# new addition and have no idea why



## chevelle427 (Feb 6, 2011)

traded for this 45acp today and have no good reason why i would do such a thing :whistling:, 

should be a hoot to shoot.:gun_bandana::gunsmilie::gun_bandana:


----------



## joebuck (Oct 1, 2007)

LOL. Been there done that before .......


----------



## user207 (Oct 1, 2007)

I would think that it would be fun to shoot.


----------



## chevelle427 (Feb 6, 2011)

funny i have always talked down on the spray and pray type of guns , and now one sets here looking back at me WTH


----------



## JD7.62 (Feb 13, 2008)

Notice the rubber on the trigger?
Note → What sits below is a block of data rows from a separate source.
PR #423, opened 2020-04-28
[HOPSWORKS-1721] add visibility level to variables

SirOibaf:


templates/default/sql/dml/undo/0.2.0__undo.sql.erb
```diff
@@ -1,2 +0,0 @@
-drop table `jim`;
```
tkakantousis, line 1: :D

PR #434, opened 2020-05-11
[HOPSWORKS-1314] It should be possible to start Jupyter with a Shared Dataset as base directory

robzor92:


tkakantousis:
Let's merge this after HOPSWORKS-1691

PR #475, opened 2020-08-12
[HOPSWORKS-1945] Store AWS access/secret key in the secret store.

gibchikafa:


files/default/sql/ddl/updates/1.4.0.sql
```diff
@@ -67,4 +67,11 @@ ALTER TABLE `hopsworks`.`dataset_shared_with` ADD COLUMN `permission` VARCHAR(45
...
 ALTER TABLE `hopsworks`.`activity` CHANGE COLUMN `activity` `activity` VARCHAR(255) COLLATE latin1_general_cs NOT NULL;
 
-UPDATE `hopsworks`.`anaconda_repo` SET `url`="pypi" WHERE `url`="PyPi";
\ No newline at end of file
+UPDATE `hopsworks`.`anaconda_repo` SET `url`="pypi" WHERE `url`="PyPi";
+
+ALTER TABLE `hopsworks`.`feature_store_s3_connector` DROP COLUMN `access_key`;
+ALTER TABLE `hopsworks`.`feature_store_s3_connector` DROP COLUMN `secret_key`;
+
+ALTER TABLE `hopsworks`.`feature_store_s3_connector` MODIFY `name` VARCHAR(150) COLLATE latin1_general_cs  NOT NULL;
```
moritzmeister, line 75: @SirOibaf is this something we should be doing? It's probably unlikely, but what if someone has a connector with a longer name in his deployment and wants to upgrade hopsworks?

moritzmeister (commented):
It would be good if @SirOibaf can also review this quickly.

files/default/sql/ddl/updates/1.4.0.sql
SirOibaf: I don't think anybody has a storage connector named more than 150 chars, so I think it's fine.

SirOibaf:
I'm ok with merging this PR, @gibchikafa  we need to move the database changes to the 2.0.0 files. It's *extremely important* that all the changes (including empty lines ad so on) are removed from the 1.4.0 files.

SirOibaf (approved):

PR #476, opened 2020-08-14
[HOPSWORKS-1580] Online Feature Store JDBC password retrieval from UI

gibchikafa:


SirOibaf:
@gibchikafa - does this PR actually adds anything which is not added in the other PRs?

PR #478, opened 2020-08-17
HOPSWORKS-1806 delete tags from docker registry

tkakantousis:


templates/default/dockerImage.sh.erb
```diff
@@ -27,18 +27,13 @@ if [ "$1" == "create" ] ; then
     docker push $3
 
 elif [ "$1" == "delete" ] ; then
-    # Sanity checks for injection attacks
-    if ! [[ $2 =~ $VALID_IMAGE_NAME ]] ; then
-	echo "error: Not an image name $3" >&2
-	help
-    fi
+    # Remove tags from docker registry
+    docker exec registry rm -rf /var/lib/registry/docker/registry/v2/repositories/$2/_manifests/tags/$3
```
maismail, line 31: Can you only add these calls to the script only if managed_docker_registry is false

templates/default/dockerImage.sh.erb
```diff
@@ -27,18 +27,13 @@ if [ "$1" == "create" ] ; then
...
+
+elif [ "$1" == "gc" ] ; then
```
maismail, line 33: Same here

templates/default/dockerImage.sh.erb
tkakantousis: I'd prefer to keep the script as is and not call it for `delete` and `gc`
https://github.com/logicalclocks/hopsworks-ee/pull/179/files#diff-856e3ba78886504a2386eefbb49a8261R145

tkakantousis: We need another registryGC implementation for the managed one

maismail: Even though, we will need to add the bash code here to do a delete in case of ECR for example 

`aws ecr batch-delete-image --repository-name my-repo --image-ids imageTag=latest
`

maismail (changes requested):

maismail (approved):

robzor92 (approved):

PR #489, opened 2020-09-03
[HOPSWORKS-2001] TFServing should use base image instead of the hops one

robzor92:


robzor92:
https://github.com/logicalclocks/hops-testing-ee/pull/162

tkakantousis (approved):

PR #209, opened 2019-09-26
irbempy: Document negative L in Lm, Lstar (Closes #104)

### LINKED ISSUE #104: Negative return values in irbempy (get_Lstar, get_Lm) are not documented
I am trying to use get_Lstar to calculate the Lstar for a magnetometer station in GDZ coordinates, but the function will not give me an Lstar value, and the returned Lm value is unphysical. Here is my code

```
from spacepy.time import Ticktock
from spacepy.coordinates import Coords
from spacepy.irbempy import get_Lstar

t = Ticktock(success['Time'][0])
y = Coords([100,56.376,-96.3], 'GDZ', 'sph',units=['km','deg','deg'])
g=get_Lstar(t,y)
```
Here, we have `success['Time'][0] = Timestamp('2008-01-01 08:00:00')`

However, the output of the function is

```
{'Lm': array([[-6.44920639]]),
 'Lstar': array([[nan]]),
 'Bmirr': array([[56384.77608068]]),
 'Bmin': array([70.56354592]),
 'Xj': array([[15.20358754]]),
 'MLT': array([1.24258515])}
```

The function returns `nan` for whatever timestamp I put in, and the Lm value is always negative which is unphysical. I've looked at the source code for Coords and I believe the input coordinates are fine, so is there something else that's going wrong or have I made an input error?
### Error message/Traceback:

```

```

jtniehof:
Docstring update explaining negative L values.

### DIFF
--- a/spacepy/irbempy/irbempy.py
+++ b/spacepy/irbempy/irbempy.py
@@ -1495,9 +1495,12 @@ def get_Lm(ticks, loci, alpha, extMag='T01STORM', intMag='IGRF', IGRFset=0, omni
 
     Returns
     =======
+
         - results (dictionary) : containing keys: Lm, Bmin, Blocal (or Bmirr), Xj, MLT 
             if pitch angles provided in "alpha" then drift shells are calculated and "Bmirr" 
-            is returned if not provided, then "Blocal" at spacecraft is returned.
+            is returned if not provided, then "Blocal" at spacecraft is returned. A negative
+            value for Lm indicates the field line is closed but particles are lost to the
+            atmosphere; the absolute value indicates the L value.
 
     Examples
     ========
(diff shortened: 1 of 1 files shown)


drsteve:
Just thinking about the phrasing in here. First, thanks for doing this. Second, I think we can be more specific than just saying "not trapped". I'll think about it and maybe submit an edit later today or tomorrow.

jtniehof:
Sure! Field lines are closed (else there wouldn't be even a negative L....) but particles are lost to the atmosphere?

drsteve:
Yes, pretty much that. Also the reference in Lm to "drift shell" should probably be changed to just "L value" or something as Lm is a particle-specific field-line quantity. If you get to it before I do (seems likely) then I have no problem with that either!

jtniehof:
Okay, updated and rebased to current master, looks messy in the PR but clean in the repo.

Issue #218, opened 2019-10-04
OMNI2 zipfile contents not cleaned up


asreimer:
When updating spacepy files, an omni2 zip file is downloaded. This zip file is then extracted and some things are done with the extracted contents. Finally, the zip file is cleaned up, however the extracted contents are not.

Using spacepy 0.2.1, for example, executing the following:

    python -c "import spacepy.toolbox; spacepy.toolbox.update(omni2=True)"

yields a file "OMNI_OMNI2_merged_20120213-v1.cdf" in the current working directory 

I believe the issue is that an `os.remove` is missing here: https://github.com/spacepy/spacepy/blob/master/spacepy/toolbox/__init__.py#L902-L903

I think that the fix is simple, something like this:

    file_to_convert = fh_zip.namelist()[0]
    omnicdf = fromCDF(file_to_convert)
    #add RDT
    omnicdf['RDT'] = spt.Ticktock(omnicdf['Epoch'],'UTC').RDT
    #remove keys that get in the way
    del omnicdf['Hour']
    del omnicdf['Year']
    del omnicdf['Decimal_Day']
    # save as HDF5
    toHDF5(omni2_fname_h5, omnicdf)
    # delete left-overs
    os.remove(omni2_fname_zip)
    os.remove(file_to_convert)

to replaces [these lines](https://github.com/spacepy/spacepy/blob/master/spacepy/toolbox/__init__.py#L891-L903) seems to work. I'll submit a PR shortly.

PR #219, opened 2019-10-04
[BUGFIX]: clean up extracted file

asreimer:
This fixes https://github.com/spacepy/spacepy/issues/218, where it was found that the extracted zip file contents for OMNI2 data download were not cleaned up.

Testing this PR can be done as follows:
1) using the `master` branch, run the command `python -c "import spacepy.toolbox; spacepy.toolbox.update(omni2=True)"` and verify that a file named `OMNI_OMNI2_merged_20120213-v1.cdf` appears, but isn't cleaned up
2) using this PR, run the same command as above and notice that the file is cleaned up

This works in both python 2 and python 3.

### DIFF
--- a/spacepy/toolbox/__init__.py
+++ b/spacepy/toolbox/__init__.py
@@ -888,8 +888,8 @@ def update(all=True, QDomni=False, omni=False, omni2=False, leapsecs=False, PSDd
         fh_zip = zipfile.ZipFile(omni2_fname_zip)
         fh_zip.extractall();
         fh_zip.close()
-        file_to_convert = fh_zip.namelist()[0]
-        omnicdf = fromCDF(file_to_convert)
+        file_to_read = fh_zip.namelist()[0]
+        omnicdf = fromCDF(file_to_read)
         #add RDT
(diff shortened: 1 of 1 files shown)


jtniehof:
Thanks for finding this; I was wondering why those OMNI cdfs occasionally show up. At the risk of letting the perfect be the enemy of the good, I wonder if this shouldn't be the opportunity for a little more cleanup. The extract should probably be into a temporary directory and we should probably explicitly extract just the first file in the zip (with check for horrible stuff like having paths in the ZIP). Happy to push an update that does this to your branch.

asreimer:
Hey @jtniehof, if this PR fixes the issue adequately, but more clean up might be useful, I would merge this and then make a new PR that cleans things up. Bite-sized, quick, and simple. You might find that a seemingly simple clean up takes more effort than anticipated.

A note on extracting files from the zip, it looks to me like only the first file in the zip is extracted: `fh_zip.namelist()[0]` hence the `[0]`, but I agree it might be nice to extract to a temporary directory. The built-in [tempfile](https://docs.python.org/3/library/tempfile.html) module is nice for this.

jtniehof:
Yeah, might as well do a two-step here. Thanks.

PR #221, opened 2019-10-11
pycdf.Attr: Fix writing an EPOCH16 Entry in raw mode

jtniehof:
This PR fixes a rather esoteric bug. pycdf accepts writing of "raw" values, most commonly converted Epoch values rather than datetime. With EPOCH16, each value in the CDF requires two numbers on the input, picking up an extra axis of length 2 (in numpy parlance). Most of this is handled properly but, in writing to an attribute, the extra axis wasn't appropriately handled and twice as much data was written.

This fixes the bug. The new test case should be a pretty good illustration of the problem.

### DIFF
--- a/CHANGELOG
+++ b/CHANGELOG
@@ -3,6 +3,7 @@ Changes in Version 0.2.2 (2019-xx-xx)
 pycdf
  - VarCopy objects now carry information to help reproduce original
  - Newly-public method nelems to get number of elements in zVar
+ - Fix assignment of "raw" values to EPOCH16 Attribute
 
 Changes in Version 0.2.1 (2019-10-02)
 =====================================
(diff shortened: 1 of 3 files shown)


jtniehof:
Isn't is crazy? I'll give a little time for others to chime in but the big dump I'm working on will need this.

jtniehof:
@balarsen or @drsteve , do you feel comfortable punching merge? I need to open another PR that depends on this (and so the rebase would be epic if the merge happens after.)

jtniehof:
It manifests when cloning attributes from one variable to another in raw mode, which I use pretty typically when copying between CDFs (it's marginally faster for not doing the datetime conversions.)

PR #222, opened 2019-10-14
pycdf istp support for copying/slicing variables and dependencies

jtniehof:
This PR adds support for a VarBundle class (other names for the class welcome.) This makes it easy to copy one variable and all its attributes and dependencies from one CDF into another. In addition to a straight copy, it's possible to slice and sum or average over a dimension. All the dependencies are then also updated.

There are examples scattered around the documentation, but for a flavor (assume `incdf` is a CDF open for reading, and `outcdf` for writing):

```
#Copy HOPE fluxes to new CDF, averaged over pitch angle and only keeping low energies
b = VarBundle(incdf['FPDU'])
b.mean(1).slice(2, 0, 36).output(outcdf)

#Do the same but also average out into two variables, high and low energy
b = VarBundle(incdf['FPDU'])
b.mean(1).slice(2, 0, 36).mean(2).output(outcdf, suffix=_'Lo')
#The mean is persistent
b.slice(2, 36).output(outcdf, suffix='_Hi')
```

This isn't the end state of this code--there are many enhancements I'd like to make--but this PR is big enough, and it's a useful bit of functionality in its own. And I'd welcome other ideas for enhancements in issues.


jtniehof:
Interesting. I had run tests on Python 3 but clearly missed something.

jtniehof:
Some notes that are in the documentation but may not be clear in there (feedback on clarity is welcome):

The method chaining is for convenience only. Unlike, say, sqlalchemy, there's no difference between:
`b.slice(1, 0, 10).mean(1)`
and:
```
b.slice(1, 0, 10)
b.mean(1)
```
The bundle is modified in place and returned, not a modified one returned. I'm certainly open to changing this.

New slices on the same dimension will replace the old slice entirely. `sum` and `mean` are not compatible and will error if you try both on a particular dimension. I suppose I could have them override each other (sort of like successive slicing does.) It's easy to reset the slice on an dimension: `slice(dim)`. But there's no way to "undo" a sum or mean. Maybe a `reset` method? Getting a new bundle is computationally cheap so maybe there's no reason. I can also see having `slice()` as a way to reset the slicing on all dimensions.

slices always happen before mean/sum. dimension numbers don't change with successive operations. Combined, this means the order of method calls doesn't matter (except `output` of course.)

balarsen:
Super interesting. I won't get to it today but I will break this for you and provide comments :)

jtniehof:
Yeah, I imagine it'll take awhile to evaluate. And I welcome the breakage.

jtniehof:
I've been using this pretty heavily and it's holding up okay. What's a good path to merging? I understand there's no way to really beat on it in a short time and I do expect there will be issues opened to fix.

If there's a feeling that substantial API changes are needed then that should probably be pre-merge...but would like to make those soon since I'm starting to rely on this code.

balarsen:
I'll make a little wish list here:
__repr__ for istp.VarBundle could be helped. 

for a cdf variable you get:
```
In [13]: cdf['FEDU']
Out[13]:
<Var:
CDF_REAL4 [4173, 5, 16, 72]
>
```
for a VarBudle you get:
```
In [10]: istp.VarBundle(cdf['FEDU'])
Out[10]: <spacepy.pycdf.istp.VarBundle at 0x7fce30c452d0>
```

Maybe better would be a list of the names of the variables inside.

balarsen:
Ok, this is awesome!  One more suggestion here. 

This words like a charm and seem exactly useful. 

```
vb = istp.VarBundle(cdf['FEDU'])
cdf2 = pycdf.CDF('t1.cdf', '')
vb.output(cdf2)
cdf2.close()
cdf2 = pycdf.CDF('t1.cdf')
cdf2
<CDF:
Detector_LABL: CDF_CHAR*2 [5] NRV
ENERGY_Ele_DELTA: CDF_REAL4 [4173, 72]
Energy_LABL: CDF_CHAR*3 [72] NRV
Epoch_Ele: CDF_EPOCH [4173]
Epoch_Ele_DELTA: CDF_REAL4 [4173]
FEDU: CDF_REAL4 [4173, 5, 16, 72]
HOPE_DETECTOR: CDF_INT1 [5] NRV
HOPE_ENERGY_Ele: CDF_REAL4 [4173, 72]
HOPE_SECTOR: CDF_INT1 [16] NRV
Sector_LABL: CDF_CHAR*3 [16] NRV
>
```

Suggestion:
What I cannot sort out is how in vb above do I know what variables it has in it?
The only objects are:
```
 'cdf',
 'mainvar',
 'mean',
 'output',
 'slice',
 'sum'
```
cdf points back to where it came from, mainvar is the input one (FEDU), how do I access the the rest or get a list of them?

jtniehof:
Rebased.

Agreed a nice str/repr would be good. Related to the other, actually...

The dominant "feature" of the VarBundle is the main variable. In theory you shouldn't have to worry about the other variables, but I can see in practice it's helpful to know. The one caveat is that not all of those variables necessarily come onto the output...it would be MUCH more difficult to represent "the variables that will be written if you call `output`" than "all the variables that I'm currently tracking." That can be noted on the documentation, of course. And gets to whether the repr should have just the main var or all of the associated variables. It also shows that the "VarBundle" name is a little misleading.

Both of those can be added either before or after merge; I will get to work on them in a bit.

I can fix the #224 issue that is actually in this PR before merging; the other I think is in master and will be a separate PR.

balarsen:
> Rebased.
> 
> Agreed a nice str/repr would be good. Related to the other, actually...
> 
> The dominant "feature" of the VarBundle is the main variable. In theory you shouldn't have to worry about the other variables, but I can see in practice it's helpful to know. The one caveat is that not all of those variables necessarily come onto the output...it would be MUCH more difficult to represent "the variables that will be written if you call `output`" than "all the variables that I'm currently tracking." That can be noted on the documentation, of course. And gets to whether the repr should have just the main var or all of the associated variables. It also shows that the "VarBundle" name is a little misleading.
> 
> Both of those can be added either before or after merge; I will get to work on them in a bit.
> 
> I can fix the #224 issue that is actually in this PR before merging; the other I think is in master and will be a separate PR.

OK, I feel like this is good to go for a merge, so poke me after the #224 update and I will merge.

jtniehof:
Pushed a new commit that fixes the other half of #224.

Probably makes most sense to merge #225 first; then I can rebase this again if there are any conflicts.

jtniehof:
Once merged I'll open up the repr and variable information as an issue/enhancement and work it there. (I've got a bunch more enhancements I'll open up as well.)

jtniehof:
Rebased given the merge of #225 ...probably not needed since it was a clean rebase, but forces the tests just to be sure.

jtniehof:
Poke @balarsen ...ready to merge here.

PR #236, opened 2019-10-27
pycdf.istp.VarBundle: py3k fix for complicated variable-conflict test

jtniehof:
I can reproduce this but it's hard to describe. When using a single source variable and slicing it two different ways for the output, VarBundle is supposed to detect when a variable needs to be renamed and when it conflicts. In this particular case (which might be connected to the fact that one of the dependencies depends on something else), on Python 3 it erroneously thinks that the Epochs conflict between the two output variables even when there's no slicing on the record dimension.

The path that gets there is complicated but the cause is simple: bytes and strings don't compare equal, so it has to be decoded.

EDIT: To be explicit, this PR fixes the problem. (As well as testing for it.)

### DIFF
--- a/spacepy/pycdf/istp.py
+++ b/spacepy/pycdf/istp.py
@@ -1651,10 +1651,13 @@ class VarBundle(object):
                 #Check for variable renaming from the input to output
                 newval = namemap.get(oldval, oldval)
                 if preexist:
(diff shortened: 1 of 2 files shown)


balarsen:
Nice catch with a not so horrid fix.

PR #239, opened 2019-11-05
toolbox: handle object arrays in pmm (closes #183)

### LINKED ISSUE #183: Toolbox.pmm does not work with date or object arrays
`toolbox.pmm` does not work with date or object arrays

Maybe just wrap 
   ` ind = np.isfinite(a)`
in a `try` `except`

```
import spacepy.toolbox as tb
import datetime
a = [datetime.datetime.now() + datetime.timedelta(minutes=x) for x in range(100)]
tb.pmm(a)
```

### Error message/Traceback:
```
<ipython-input-16-a01c8f1b7782> in <module>
----> 1 tb.pmm(a)

~/anaconda3/envs/python3/lib/python3.7/site-packages/spacepy/toolbox/__init__.py in pmm(a, *b)
   1504     [[0, 9], [3, 12]]
   1505     """
-> 1506     ind = np.isfinite(a)
   1507     try:
   1508         ans = [[ np.min(a[ind]), np.max(a[ind]) ]]

TypeError: ufunc 'isfinite' not supported for the input types, and the inputs could not be safely coerced to any supported types according to the casting rule ''safe''
```

```
Darwin-18.6.0-x86_64-i386-64bit
sys.version_info(major=3, minor=7, micro=3, releaselevel='final', serial=0)
numpy=1.16.4
scipy=1.3.0
matplotlib=3.1.0
```

drsteve:
Closes #183

This PR provides:
- a test for the failures raised in issue #183
- a trap/workaround for the failure mode (objects can't be determined as finite or not)
- a warning on hitting the trap so the user knows that non-finite values may be present

Any suggestions for wording on the warning? Or other implementation issues?

### DIFF
--- a/spacepy/toolbox/__init__.py
+++ b/spacepy/toolbox/__init__.py
@@ -1624,7 +1624,7 @@ def pmm(a, *b):
         ans = [[ np.min(a[ind]), np.max(a[ind]) ]]
     except TypeError:
         a_tmp = np.asarray(a)
-        if np.issubdtype(a_tmp.dtype, 'S') or np.issubdtype(a_tmp.dtype, 'U'):
+        if a_tmp.dtype.type in [np.dtype('S').type, np.dtype('U').type]:
             a_tmp = np.require(a_tmp, dtype=object)
         ans = [[ np.min(a_tmp[ind]), np.max(a_tmp[ind]) ]]
     for val in b:
--- a/spacepy/toolbox/__init__.py
+++ b/spacepy/toolbox/__init__.py
@@ -1624,6 +1624,8 @@ def pmm(a, *b):
         ans = [[ np.min(a[ind]), np.max(a[ind]) ]]
     except TypeError:
         a_tmp = np.asarray(a)
+        if np.issubdtype(a_tmp.dtype, 'S') or np.issubdtype(a_tmp.dtype, 'U'):
+            a_tmp = np.require(a_tmp, dtype=object)
         ans = [[ np.min(a_tmp[ind]), np.max(a_tmp[ind]) ]]
     for val in b:
         ind = np.isfinite(val)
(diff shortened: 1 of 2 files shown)


jtniehof:
Rather than `arange` I would probably use `ind = Ellipsis` to get the whole array. It makes it a little more obvious what you're doing and dodges any potential problem with multidimensional arrays (I didn't find any in testing, but you never know.)

For the warning, there's little idea of the implications. `Unable to exclude infinite values, which may result in wrong output`?

This only works for `a`. If the `b` args are object type, they still fail. Any reason we can't just rewrite the whole thing as `*args` and loop `for a in args` appending to `ans` each time?

Finally, this doesn't work for strings. That would be a different PR except it does work for objects. Patch attached.

[string.txt](https://github.com/spacepy/spacepy/files/3811051/string.txt)

drsteve:
Thanks, updates made.

Your string-type test gave me numpy `FutureWarning`s like:
```
 FutureWarning: Conversion of the second argument of issubdtype from `'U'` to `str` is deprecated.
In future, it will be treated as `np.str_ == np.dtype('U').type`.
  if np.issubdtype(a_tmp.dtype, 'S') or np.issubdtype(a_tmp.dtype, 'U'):
```

So I've also switched that test to
```
a_tmp.dtype.type in [np.dtype('S').type, np.dtype('U').type]
```
which should do the same thing, but avoids the warning.

jtniehof:
Good catch on the deprecation. Thoughts on the b arguments? I can probably just push to your branch....

drsteve:
Right, forgot about that...
Why not just get rid of the code for the `b`s and loop the current code for the `a` argument over all inputs, appending to the answer list?

If that sounds sensible then I can give it a crack later? If you have other ideas, or wanted to push something then I'm good with that too.

jtniehof:
That's exactly what I was thinking, just make the function signature *args, start with ans=[], and then for a in args BLAH append to ans, remove the whole "for val in b" loop.

jtniehof:
Looks good. Since @balarsen hasn't chimed in I'll assume he doesn't object and will merge once Travis is happy.

balarsen:
I’m happy.

Issue #233, opened 2019-10-22
OMNI data is only available through January 2017


ljlamarche:
Updating the OMNI database with [spacepy.toolbox.update()](https://pythonhosted.org/SpacePy/autosummary/spacepy.toolbox.update.html#spacepy.toolbox.update) only updates the database up to January 31, 2017.  This is probably because the source used for OMNI data ([ViRBO](http://virbo.org/)) is no longer maintained.  NASA's [Space Physics Data Facility](https://spdf.gsfc.nasa.gov/) looks like it is the appropriate place to get this data now.

The spacepy [omni documentation](https://pythonhosted.org/SpacePy/omni.html) states that
>"The omni module primarily manages the hourly OMNI2 and Qin-Denton data, which are sourced from the Virtual Radiation Belt Observatory (ViRBO), who maintain these data sources."

However, the [ViRBO](http://virbo.org/) page states 
>"The ViRBO project was discontinued in 2014 and these pages are no longer being updated."

The contents of `~/.spacepy/spacepy.rc` confirm that both the omni2 and the qindenton data is being sourced from the ViRBO site.
```
[spacepy]
  
#apply_plot_styles: True #default in SpacePy 0.1.6
#enable_deprecation_warning: True #default in SpacePy 0.1.6
#leapsec_url: ftp://maia.usno.navy.mil/ser7/tai-utc.dat #default in SpacePy 0.1.6
#ncpus: 8 #default in SpacePy 0.1.6
#omni2_url: http://virbo.org/ftp/OMNI/OMNI2/merged/latest/OMNI_OMNI2-latest.cdf.zip #default in SpacePy 0.1.6
#psddata_url: http://spacepy.lanl.gov/repository/psd_dat.sqlite #default in SpacePy 0.1.6
#qindenton_url: http://virbo.org/ftp/QinDenton/hour/merged/latest/WGhour-latest.d.zip #default in SpacePy 0.1.6
#support_notice: True #default in SpacePy 0.1.6
```
After running [spacepy.toolbox.update()](https://pythonhosted.org/SpacePy/autosummary/spacepy.toolbox.update.html#spacepy.toolbox.update), both `~/.spacepy/data/omni2data.h5` and `~/.spacepy/data/omnidata.h5` are modified, however, the last time stamp in `omnidata.h5` is `2017-01-31T23:00:00` and the last time stamp in `omni2data.h5` is `2012-12-31T23:30:00`. 

[...]

PR #240, opened 2019-11-14
pycdf.concatCDF: function to concatenate data from several CDFs

jtniehof:
This adds a function to pycdf to read data from several CDFs and present it as if it were from one (essentially like a VarCopy from multiple CDFs). It also rearranges the pycdf docs a little bit, since this is the first top-level function. This would be part of the #233 fix.

Definitely open to suggestions on if this should be named something else or put somewhere else.


jtniehof:
Ah, bitten by bytes/str again.

balarsen:
> Ah, bitten by bytes/str again.

Is this then ready to go or does it need another commit?

jtniehof:
Yes, it's ready to go...the force-push was fixing the issue.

These guns will slap that sh!t of your finger!


----------



## chevelle427 (Feb 6, 2011)

thanks i was wondering why it was on there, guess ill find out next week sometime


----------



## scubapro (Nov 27, 2010)

The rubber has been added most likely to assist in "bump" firing...


----------



## SAWMAN (May 24, 2010)

*Think About.......*

.......installing a fake "can" on it,otherwise where are you gonna put your left hand so it wont get bit,burned,or shot ?? --- SAWMAN


----------



## chevelle427 (Feb 6, 2011)

sawman you know back in the 70's you had to have 2 of them one for both hands,

darn thing weights 6.5 lb empty, MY DE 50 IS ONLY 5 LBS


----------



## MrFish (Aug 21, 2009)

I bought one of those 4-5 years ago. Mine is a side cocker with a rail and red dot on top. Chambered for .45 it has a 13" barrel with an AR style fore grip. It's a bout as heavy as a cinder block.


----------